C’est une sorte de révolution de palais, un effet rajeunissement proche d’une cure de jouvence. L’actuel directeur général et président de la marque horlogère Zenith (LVMH), Jean-Frédéric Dufour, 45 ans, va être nommé à la direction générale de Rolex. La prestigieuse manufacture genevoise a confirmé ce changement dans un communiqué envoyé lundi en début de soirée. Il s’agit du quatrième directeur de la marque à la couronne depuis 2008.

«C’est absolument génial pour lui. Il prend place sur le trône de l’horlogerie suisse», s’est réjoui pour lui Jean-Claude Biver, président de la marque Hublot et directeur général de la division horlogère de LVMH (donc patron direct de l’intéressé). L’information était parue sur Business Montres . Un collaborateur haut placé du groupe l’avait ensuite corroborée au Temps. La date de la transmission de pouvoir reste à définir.

Tout est allé très vite, selon Jean-Claude Biver, mis lui-même au courant en fin de semaine dernière. Rolex a simplement indiqué prévoir une communication au moment opportun.

Jean-Frédéric Dufour était arrivé à la tête de Zenith, manufacture neuchâtelois basée au Locle, en 2009. Chez Rolex, le Genevois succédera à Gian Riccardo Marini (67 ans), homme du sérail, nommé en mai 2011. Ce dernier remplaçait Bruno Meier, qui n’avait occupé ce poste que durant deux ans. Pour Gian Riccardo Marini, les observateurs avaient alors parlé d’une solution de transition, avant que Rolex ne trouve son nouvel homme fort. Jean-Frédéric Dufour est ancien de Chopard, Blancpain ou encore Ulysse Nardin.

Pour les spécialistes, cette nomination est une réelle surprise, tant ils privilégiaient une solution interne pour l’entreprise qui emploie près de 10 000 personnes. Tout le monde donnait d’ailleurs gagnant Daniel Niedhart, directeur des filiales étrangères du groupe. Le terrain pourrait dès lors être quelque peu miné pour le nouveau directeur.

Rolex, marque ultra-connue mais pourtant si discrète, est aussi le numéro un mondial de l’horlogerie dans le classement par marques, basé sur la production de mouvements de montres mécaniques. Le Contrôle officiel suisse des chronomètres (COSC) a certifié en 2012 exactement 798 935 calibres de la manufacture genevoise. Une progression de 6,34% par rapport à l’exercice précédent, durant lequel la marque à la couronne avait connu une hausse de 23%.

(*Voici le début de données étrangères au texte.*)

PR #6812, opened 2016-08-03
Minor updates to the order of things in a campaign run node

angaither:
#### What's this PR do?

Updating campaign run node feature to
- put the title before the description
- collapse the 'goal' group
- re-order goals to near the date, since that should be filled out when you make the node

it looks like this now
image

it used to look like this 
image
#### Relevant tickets

there are none, this was just annoying me. and it was easier than image recovery. 
#### Checklist
- [x] Tested on staging.


blisteringherb:
👍

PR #6821, opened 2016-08-04
Updates to feature card

### LINKED ISSUE #6818: Blank onboarding experience, for experienced users
#### Current Behavior

Onboarding experience appears blank if user is signed up for all staff picks
image
#### Desired Behavior

During the onboaring experience if a user is is signed up for all staff pick campaigns, pull in other non staff pick campaigns in the order described in #6665
- display open, published
- boost staff pick campaigns
- boost if has a partner that is a sponsor  
- boost by `field_active_hours` (smallest values first) 
#### Steps to Replicate
- check on staging on an account you've used a couple times.

itsjoekent:
#### What's this PR do?
- Fetches all of the campaigns for the feature card
- Adds signup request to the features array

If you're a super user who already signed up for every staff pick campaign, do you now see more staff pick campaigns?

See: https://github.com/DoSomething/phoenix/issues/6818#issuecomment-237594809

> For the sake of performance / load time, I think the best approach is to only retrieve the staff pick campaigns to initialize the card. After the card is initially rendered, we can then do a larger pagination to retrieve all non staff pick campaigns & apply the same boost logic. Since most users are not going to be signed up for every staff pick campaign, this should be incredibly seamless.

in practice it seems to work as I thought it would ^^
#### Relevant tickets

Fixes #6818 
#### Checklist
- [ ] Tested on staging.

### DIFF
--- a/lib/themes/dosomething/paraneue_dosomething/js/components/FeatureCard.js
+++ b/lib/themes/dosomething/paraneue_dosomething/js/components/FeatureCard.js
@@ -22,9 +22,19 @@ function checkForSponsor(campaign) {
 }
 
 function sortCampaigns(a, b) {
-  const aScore = a.time_commitment - (checkForSponsor(a) ? 1 : 0);
-  const bScore = b.time_commitment - (checkForSponsor(b) ? 1 : 0);
-  return aScore - bScore;
+  // const aScore = a.time_commitment - (checkForSponsor(a) ? 1 : 0) + (a.staff_pick ? 2 : 0);
+  // const bScore = b.time_commitment - (checkForSponsor(b) ? 1 : 0) + (a.staff_pick ? 2 : 0);
+  // return aScore - bScore;
+
+  // something like
+  // if only one is a sponsor
+  // return 1 or -1
+  // else if one is a corporate
+  // return 1 or -1
+  // else
+  // return based on least time commit
+
+  return 0;
 }
 
 /**
@@ -37,26 +47,21 @@ class FeatureCard extends React.Component {
 
     this.requests = [];
     this.state = {
-      campaigns: [],
-      current_campaign: '',
-      signup_animation: ''
+      signupAnimation: '',
+      campaignPage: 1,
+      campaigns: []
     };
   }
 
   componentDidMount() {
     // First load staff pick campaigns to quickly initialize the card
-    this.getCampaigns({staffPick: true, campaigns: []}, 1, campaigns => {
+    this.getCampaigns(1, campaigns => {
       this.setState({
-        campaigns: campaigns,
-        current_campaign_index: 0
+        campaigns: campaigns
       });
 
-      // Then backfill with all of the other campaigns
-      this.getCampaigns({staff_pick: 0, campaigns: campaigns}, 1, campaigns => {
-        this.setState({
-          campaigns: campaigns
-        });
-      });
+      // For our crazy super users, double check they actually have campaigns to see!
+      this.checkCampaignsRemaining();
     });
   }
 
@@ -68,42 +73,42 @@ class FeatureCard extends React.Component {
     }
   }
 
-  getCampaigns(data, page, cb) {
-    this.requests.push($.get(`${API_URL}campaigns?staff_pick=${data.staff_pick}&page=${page}`, result => {
-      let rawCampaigns = result.data;
+  checkCampaignsRemaining() {
+    // If we're almost out of campaigns let's get more
+    if (this.state.campaigns.length < 4) {
+      // First update the API page
+      this.setState({campaignPage: this.state.campaignPage + 1});
+      // Then grab campaigns for that page & update the state
+      this.getCampaigns(this.state.campaignPage, campaigns => {
+        // this.setState({
+        //   campaigns: campaigns
+        // })
+      });
+    }
+  }
+
+  getCampaigns(page, cb) {
+    // Grab all campaigns for given page
+    // The staff_pick=true is embedded within the template string intentionally,
+    // it seems like the precense alone of the param causes it to execute..
+    this.requests.push($.get(`${API_URL}campaigns?page=${page}`, result => {
+      let rawCampaigns = result.data;console.log(result);
 
       // Filter out campaigns users have signed up for
       const userSignups = Drupal.settings.dsUser.activity.signups;
       rawCampaigns = rawCampaigns.filter(campaign => userSignups.indexOf(parseInt(campaign.id)) == -1);
 
-      // Remove any non staff picks
-      if (!data.staffPick) {
-        rawCampaigns = rawCampaigns.filter(campaign => campaign.staff_pick == false);
-      }
-
       // Finally sort by weight values
       rawCampaigns = rawCampaigns.sort(sortCampaigns)
 
       // Join previous campaigns with newly retrieved
-      const campaigns = data.campaigns.concat(rawCampaigns);
-
-      if (result.pagination.total_pages > page) {
-        data.campaigns = campaigns;
-        this.getCampaigns(data, page + 1, cb);
-        return;
-      }
+      const campaigns = this.state.campaigns.concat(rawCampaigns);
 
       cb(campaigns);
     }));
   }
 
-  signup() {
-    const campaign = this.state.campaigns[this.state.current_campaign_index];
-
-    if (!campaign) {
-      return;
-    }
-
+  signup(campaign) {
     this.requests.push($.ajax({
       url: `${API_URL}campaigns/${campaign.id}/signup`,
       type: 'POST',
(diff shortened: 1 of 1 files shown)


lib/themes/dosomething/paraneue_dosomething/js/components/FeatureCard.js
```diff
@@ -43,32 +44,67 @@ class FeatureCard extends React.Component {
...
+        rawCampaigns = rawCampaigns.filter(campaign => campaign.staff_pick == false);
+      }
+
+      // Finally sort by weight values
+      rawCampaigns = rawCampaigns.sort(sortCampaigns)
+
+      // Join previous campaigns with newly retrieved
+      const campaigns = data.campaigns.concat(rawCampaigns);
+
+      if (result.pagination.total_pages > page) {
```
DFurnes: Wait, so does this load all 266 campaigns every time a user is shown the onboarding flow? If so, that seems awfully excessive. Can we limit the number of pages it loads, or lazy-load as the user scrolls through the cards?

lib/themes/dosomething/paraneue_dosomething/js/components/FeatureCard.js
```diff
@@ -43,32 +44,67 @@ class FeatureCard extends React.Component {
...
+    this.requests.push($.get(`${API_URL}campaigns?staff_pick=${data.staff_pick}&page=${page}`, result => {
+      let rawCampaigns = result.data;
+
+      // Filter out campaigns users have signed up for
+      const userSignups = Drupal.settings.dsUser.activity.signups;
+      rawCampaigns = rawCampaigns.filter(campaign => userSignups.indexOf(parseInt(campaign.id)) == -1);
+
+      // Remove any non staff picks
+      if (!data.staffPick) {
+        rawCampaigns = rawCampaigns.filter(campaign => campaign.staff_pick == false);
```
DFurnes: Is this necessary since you're doing this above with the `?staff_pick=` query parameter?

lib/themes/dosomething/paraneue_dosomething/js/components/FeatureCard.js
itsjoekent: loading as they go through seems like a simple enough approach. it only took ~1-2 seconds to load everything so I didn't think it would matter too much

itsjoekent: then again im also connecting locally, im sure out in the wild it would take longer

DFurnes: Yeah, this is making eleven ~100kb HTTP requests. It'll definitely be slower in the wild.

lib/themes/dosomething/paraneue_dosomething/js/components/FeatureCard.js
itsjoekent: thats what i thought as well -- turns out this parameter probably needs an issue.

if you pass FALSE it seems to be treated as `1` and returns staff pick only. If you pass `0` it returns both staff pick & non staff pick...

lib/themes/dosomething/paraneue_dosomething/js/components/FeatureCard.js
```diff
@@ -43,32 +44,67 @@ class FeatureCard extends React.Component {
...
+      }
     }
   }
 
+  getCampaigns(data, page, cb) {
+    this.requests.push($.get(`${API_URL}campaigns?staff_pick=${data.staff_pick}&page=${page}`, result => {
+      let rawCampaigns = result.data;
+
+      // Filter out campaigns users have signed up for
+      const userSignups = Drupal.settings.dsUser.activity.signups;
```
DFurnes, line 98: Let's use the [`setting()`](https://github.com/DoSomething/phoenix/blob/dev/lib/themes/dosomething/paraneue_dosomething/js/utilities/Setting.js) helper whenever we need to load something from the settings object.

lib/themes/dosomething/paraneue_dosomething/js/components/FeatureCard.js
DFurnes: Okay, can you make that issue and add a `@TODO: ...` comment here explaining this fix?

DFurnes:
Not necessary for this pull request, but let's consider breaking this `FeatureCard` into [separate data-fetching component and presentational components](https://medium.com/@learnreact/container-components-c0e67432e005#.86z23p82v) since this file is getting pretty hefty.

lib/themes/dosomething/paraneue_dosomething/js/components/FeatureCard.js
angaither: this is, I think where the api breaks down as the appropriate tool. we only need header image, title and cta, correct? we don't need to load the entire campaign.

itsjoekent: well if we do the page by page approach it's a pretty normal way to handle this problem, i just took the insane approach to make it quicker

DFurnes: @angaither Yeah, it kinda feels like we should be making a custom query and including the results in the page markup. Or this would be a beautiful task for GraphQL in the future. 📈

itsjoekent:
Did some refactoring to make it per page, still need to rewrite the sort function so 
1) its more clear how it works 
2) accepts all of these requirements 

Also I just removed all of the staff pick request logic for now, made that simpler. 

As for thoughts on implementation
@DFurnes totally agree this file is yuuge and breaking this AJAX logic out into a different component would allow the feature card to do more than just this in the future.
@angaither writing the solr query scared both diego & I haha, plus we'd have to either
A) query all of the campaign data for every campaign when onboarding is displayed
or
B) make API requests anyway to backfill

if we notice performance problems with the new page based implementation we can totally try solr, but I think doing it this way saves a lot of dev time for now

lib/themes/dosomething/paraneue_dosomething/js/components/FeatureCard.js
```diff
@@ -22,9 +22,19 @@ function checkForSponsor(campaign) {
 }
 
 function sortCampaigns(a, b) {
-  const aScore = a.time_commitment - (checkForSponsor(a) ? 1 : 0);
-  const bScore = b.time_commitment - (checkForSponsor(b) ? 1 : 0);
-  return aScore - bScore;
+  // const aScore = a.time_commitment - (checkForSponsor(a) ? 1 : 0) + (a.staff_pick ? 2 : 0);
```
DFurnes, line 25: Is this intended to be commented out?

lib/themes/dosomething/paraneue_dosomething/js/components/FeatureCard.js
```diff
@@ -37,26 +47,21 @@ class FeatureCard extends React.Component {
 
     this.requests = [];
     this.state = {
-      campaigns: [],
-      current_campaign: '',
-      signup_animation: ''
+      signupAnimation: '',
```
DFurnes, line 50: This should be a boolean state (like `isSignedUp`) and then the animation can be handled in the render method.

lib/themes/dosomething/paraneue_dosomething/js/components/FeatureCard.js
```diff
@@ -68,42 +73,42 @@ class FeatureCard extends React.Component {
...
-    this.requests.push($.get(`${API_URL}campaigns?staff_pick=${data.staff_pick}&page=${page}`, result => {
-      let rawCampaigns = result.data;
+  checkCampaignsRemaining() {
+    // If we're almost out of campaigns let's get more
+    if (this.state.campaigns.length < 4) {
+      // First update the API page
+      this.setState({campaignPage: this.state.campaignPage + 1});
+      // Then grab campaigns for that page & update the state
+      this.getCampaigns(this.state.campaignPage, campaigns => {
+        // this.setState({
```
DFurnes, line 83: Also this should probably be uncommented?

lib/themes/dosomething/paraneue_dosomething/js/components/FeatureCard.js
```diff
@@ -68,42 +73,42 @@ class FeatureCard extends React.Component {
...
+      });
+    }
+  }
+
+  getCampaigns(page, cb) {
+    // Grab all campaigns for given page
+    // The staff_pick=true is embedded within the template string intentionally,
+    // it seems like the precense alone of the param causes it to execute..
+    this.requests.push($.get(`${API_URL}campaigns?page=${page}`, result => {
+      let rawCampaigns = result.data;console.log(result);
```
DFurnes, line 95: `console.log` 👾

lib/themes/dosomething/paraneue_dosomething/js/components/FeatureCard.js
```diff
@@ -119,31 +124,37 @@ class FeatureCard extends React.Component {
...
     }));
   }
 
   viewAnother() {
-    let newIndex = this.state.current_campaign_index + 1;
-    if (newIndex >= this.state.campaigns.length) {
-      newIndex = 0;
-    }
+    // Remove current campaign
+    this.state.campaigns.splice(0, 1);
```
DFurnes, line 135: This seems pretty confusing (and potentially harder to change, for example if we we wanted a "go back" button in the future). What's the advantage over using an index to pick which campaign to display?

lib/themes/dosomething/paraneue_dosomething/js/components/FeatureCard.js
```diff
@@ -119,31 +124,37 @@ class FeatureCard extends React.Component {
...
-    const campaign = this.state.campaigns[this.state.current_campaign_index];
+    const campaign = this.state.campaigns[0];
 
     if (!campaign) {
       return null;
     }
 
+    // Local campaign files are sometimes borked, quick fix (DS Logo)
+    if (campaign.cover_image.default == undefined) {
+      campaign.cover_image.default = {sizes: {square: {uri: ''}}};
```
DFurnes, line 155: Looks like this needs a `@TODO` for the image URI?

lib/themes/dosomething/paraneue_dosomething/js/components/FeatureCard.js
itsjoekent, line 135: The problem I was running into was we need to remove campaigns from the campaign array when you sign up. If you do that the state changes & things get out of sync

I figured I could either remove the index or store campaigns off the state, wasn't sure which was better.

lib/themes/dosomething/paraneue_dosomething/js/components/FeatureCard.js
itsjoekent, line 83: I left a fee things still commented out / undone because it's a wip, didn't mean to ask for review yet!

itsjoekent:
different branch / PR Incoming, closing this one

PR #6829, opened 2016-08-08
Adding new Button component.

### LINKED ISSUE #6819: Feature card signup animation
#### Current Behavior
- When signing up for a campaign via the feature card, the button wobbles.
#### Desired Behavior
- after discussion with Luke we decided it should actually look something like this https://dribbble.com/shots/2325445-Listen
#### Steps to Replicate
- When signing up for a campaign via the feature card, the button wobbles.

weerd:
#### What's this PR do?

This PR adds a new reusable `Button` component that accepts a few different `props`. It adds the new Button component to the `FeatureCard` and also enables an animation on the button to indicate to the user that they have successfully signed up to the campaign indicated on the card.

Example animation:

image

The button gets disabled when it's in the green "success" state, to avoid further clicking since it's no longer really a button but a confirmation indicator.

To help with testing and not actually signup to each campaign indicated on the card, I switched the AJAX request to hit a specific campaign and just do a GET request :trollface: 

We can tweak the animation if needed. I used CSS `@keyframes`, and both the checkmark is a separate pseudo element that can be animated separately. Might be useful to eventually move this into Forge, and/or maybe optimize to allow for more versatility.
#### Relevant tickets

Fixes #6819
#### Checklist
- [ ] Tested on staging.

---

@DFurnes @deadlybutter 

cc: @jessleenyc

### DIFF
--- a/lib/themes/dosomething/paraneue_dosomething/js/components/Button.js
+++ b/lib/themes/dosomething/paraneue_dosomething/js/components/Button.js
@@ -7,15 +7,17 @@ const React = require('react');
  * @return {[type]}       [description]
  */
 const Button = (props) => {
+    // console.log(props);
     const classes = ['button'].concat(props.classes);
 
     return (
-      <button className={classes.join(' ')} onClick={props.action}>{props.text}</button>
+      <button className={classes.join(' ')} onClick={props.action()}>{props.text}</button>
     );
 }
 
 Button.defaultProps = {
   loading: false,
+  success: false,
   text: 'Submit',
 };
 
--- a/lib/themes/dosomething/paraneue_dosomething/js/components/Button.js
+++ b/lib/themes/dosomething/paraneue_dosomething/js/components/Button.js
@@ -5,7 +5,6 @@ const React = require('react');
  * <Button />
  */
 const Button = (props) => {
-    console.log(props.children);
     const classes = ['button'].concat(props.classes);
 
     if (props.loading === true) {
@@ -14,6 +13,14 @@ const Button = (props) => {
 
     if (props.success === true) {
       classes.push('is-successful');
+    }
+
+    if (props.type) {
+      classes.push(props.type);
+    }
+
+    if (props.reactive) {
+      classes.push('-reactive');
     }
 
     return (
@@ -32,6 +39,8 @@ Button.propTypes = {
   disabled: React.PropTypes.bool,
   loading: React.PropTypes.bool,
   onClick: React.PropTypes.func.isRequired,
+  reactive: React.PropTypes.bool,
+  type: React.PropTypes.oneOf(['-secondary', '-tertiary']),
 };
 
 export default Button;
--- a/lib/themes/dosomething/paraneue_dosomething/js/components/Button.js
+++ b/lib/themes/dosomething/paraneue_dosomething/js/components/Button.js
@@ -16,7 +16,7 @@ const Button = (props) => {
     }
 
     if (props.type) {
-      classes.push(props.type);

De par sa retenue au niveau de la communication, la marque alimente elle-même une sorte de mythe autour d’elle. On ne connaît pas son chiffre d’affaires, secret économique aussi bien gardé, par exemple, que la recette du Coca-Cola. «Si je vous le dis, je devrai ensuite vous tuer», est une plaisanterie qui circule à ce propos au sein de l’entreprise. Les analystes se perdent d’ailleurs en conjectures et en estimations. D’aucuns parlent de 3 milliards de francs de ventes. D’autres évoquent même un chiffre de 5 milliards de francs (avec la filiale Tudor). C’est en tout cas un saut de géant que Jean-Frédéric Dufour s’apprête à effectuer, puisque les ventes de Zenith plafonneraient à un peu plus de 200 millions.

Fin 2012, le géant genevois avait inauguré la gigantesque extension de sa manufacture à Bienne (BE). Rolex parachevait ainsi son processus d’intégration industriel vertical, maîtrisant à l’interne tous les pans de la fabrication d’une montre Ces travaux avaient duré une quinzaine d’années. Pour y parvenir, Rolex, connu pour la qualité et la durabilité de ses produits, n’a pas rechigné à la dépense. La somme de 1 milliard de francs a été avancée par certains pour chiffrer l’investissement représenté par les trois chantiers menés sur Genève entre 1998 et fin 2006, et destinés à regrouper des activités dispersées au préalable sur près de 17 lieux différents dans le canton. Avec comme résultat, tout comme à Bienne, une rationalisation des flux, l’intégration de nouvelles technologies, des économies d’énergie et l’augmentation de la productivité.

En ce qui concerne la succession de Jean-Frédéric Dufour à la tête de Zenith, Jean-Claude Biver a déjà des idées très concrètes. Des annonces seront faites sous peu, assure-t-il. Fils et petit-fils d’industriels genevois, le désormais ancien patron de Zenith a réussi à redorer le blason de l’un des fleurons horlogers du pays. La conclusion la plus poétique émane pour l’heure du site Business Montres: «Comme dans les contes de fées, la marque à la couronne s’offre un prince charmant.»